A Matter of Choice

You are not your body and hair-style, but your capacity for choosing well. If your choices are beautiful, so too will you be.”

Epictetus, Discourses, 3.1.39b-40a

It’s easy to confuse the image we present to the world for who we actually are…that’s what Stoics urge us to consider. Not how things appear, but what effort, activity, and choices they are the result of.

[Holiday and Hanselman, The Daily Stoic, New York: Portfolio/Penguin, 2016, p. 87]

What is a beautiful choice? What choices lead to a beautiful life? Is it possible to tell from the outside whether or not someone is beautiful? In many ways, all of my daily meditations have asked these questions. Two of the other books I’ve read in recent weeks also ask these questions, just with a different vocabulary – Desmond Tutu’s and the Dalai Lama’s Book of Joy and Mark Manson’s The Subtle Art of Not Giving a F**K. 

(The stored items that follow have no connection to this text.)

PR #1654, opened 2024-03-21
Improvements to neighbour_reviews association

cdccollins:
### Description of change

Improvements suggested here https://github.com/unboxed/bops/pull/1650 after I merged too early!

### DIFF
--- a/app/models/consultation.rb
+++ b/app/models/consultation.rb
@@ -49,8 +49,11 @@ class Consultation < ApplicationRecord
     has_many :neighbour_responses
   end
 
-  has_many :reviews, as: :owner, dependent: :destroy
-  has_many :neighbour_reviews, -> { where(specific_attributes: {consultation_type: "neighbour"}) }, as: :owner, class_name: "Review", dependent: :destroy
+  with_options as: :owner do
+    has_many :reviews, dependent: :destroy
+    has_many :neighbour_reviews, -> { neighbour_reviews }, class_name: "Review" # rubocop:disable Rails/HasManyOrHasOneDependent
+    has_one :neighbour_review, class_name: "Review" # rubocop:disable Rails/HasManyOrHasOneDependent
+  end
 
   accepts_nested_attributes_for :reviews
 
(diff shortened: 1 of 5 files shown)


app/models/planning_application.rb
```diff
@@ -1058,6 +1058,6 @@ def filter_documents_for_tab(documents, tab)
   end
 
   def neighbour_review_requested?
-    consultation.present? && consultation.reviews.any? { |review| review.to_be_reviewed? }
+    consultation.present? && consultation.reviews.any?(&:to_be_reviewed?)
```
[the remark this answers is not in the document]
pixeltrix: Returning `nil` should be fine and treated as falsey though it can be contentious - there was a Rails PR that ran to 96 comments about making `request.xhr?` return true/false before being closed unmerged 😂

app/models/review.rb
```diff
@@ -57,6 +57,7 @@ class NotCreatableError < StandardError; end
   scope :enforcement, -> { where("specific_attributes->>'review_type' = ?", "enforcement") }
   scope :not_accepted, -> { where(action: "rejected").order(created_at: :asc) }
   scope :reviewer_not_accepted, -> { not_accepted.where.not(reviewed_at: nil) }
+  scope :neighbour_reviews, -> { where(specific_attributes: {consultation_type: "neighbour"}) }
```
pixeltrix, line 60: Will this work when there are multiple specific attributes?

app/models/consultation.rb
```diff
@@ -49,8 +49,11 @@ class AddNeighbourAddressesError < StandardError; end
     has_many :neighbour_responses
   end
 
-  has_many :reviews, as: :owner, dependent: :destroy
-  has_many :neighbour_reviews, -> { where(specific_attributes: {consultation_type: "neighbour"}) }, as: :owner, class_name: "Review", dependent: :destroy
+  with_options as: :owner do
+    has_many :reviews, dependent: :destroy
+    has_many :neighbour_reviews, -> { neighbour_reviews }, class_name: "Review" # rubocop:disable Rails/HasManyOrHasOneDependent
+    has_one :neighbour_review, class_name: "Review" # rubocop:disable Rails/HasManyOrHasOneDependent
```
pixeltrix, line 55: Hmm, not sure whether there's something about `dependent: :destroy` I'm missing or rubocop's rule is a bit braindead - going to have to have a look at this now for my own sanity.

pixeltrix (approved):
Just that query about the scope - if it's an issue then look at the scopes for `evidence` and `enforcement` on how to solve it.

cdccollins:
> Just that query about the scope - if it's an issue then look at the scopes for `evidence` and `enforcement` on how to solve it.

You're right it won't return reviews with multiple attributes, but then it also doesn't set the attribute correctly when I use `neighbour_reviews.new`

The difference between appearance and reality, false self and true self is common to all these books. The authors range in age from thirty-something to eighty-something, the quotes stretching back to philosophers and seekers of holiness over thousands of years. Perhaps this is why some have named sources from all religions and philosophies as the Perennial Tradition – the basic questions don’t vary much, and the answers similar in gist if not vocabulary.

I don’t want to live a life devoted to maintaining a false self – hiding from myself and the world behind a mask of my own making. How do I make wise, holy, and beautiful choices?

I don’t think the answer is particularly complex. In fact, it’s fairly simple: love God, self, and neighbor. Remember that everything is holy and beloved, even when it’s damaged and hurting/hurtful.

But simple isn’t the same thing as easy…

The most beautiful people we have know are those who have known defeat, known suffering, known struggle, known loss, and have found their way out of the depths.These persons have an understanding of life that fills them with compassion, gentleness, and a deep loving concern. Beautiful people do not just happen. 

Elizabeth Kubler-Ross [Daily Peace, Washington, D.C.: National Geographic Society, 2015, March 19]

He has shown you, O Mortal, what is good. What does the Lord require of you? To act justly and to love mercy and to walk humbly with your God. Micah 6:8 NRSV

Lord, give me the strength to live a truly beautiful life. Amen.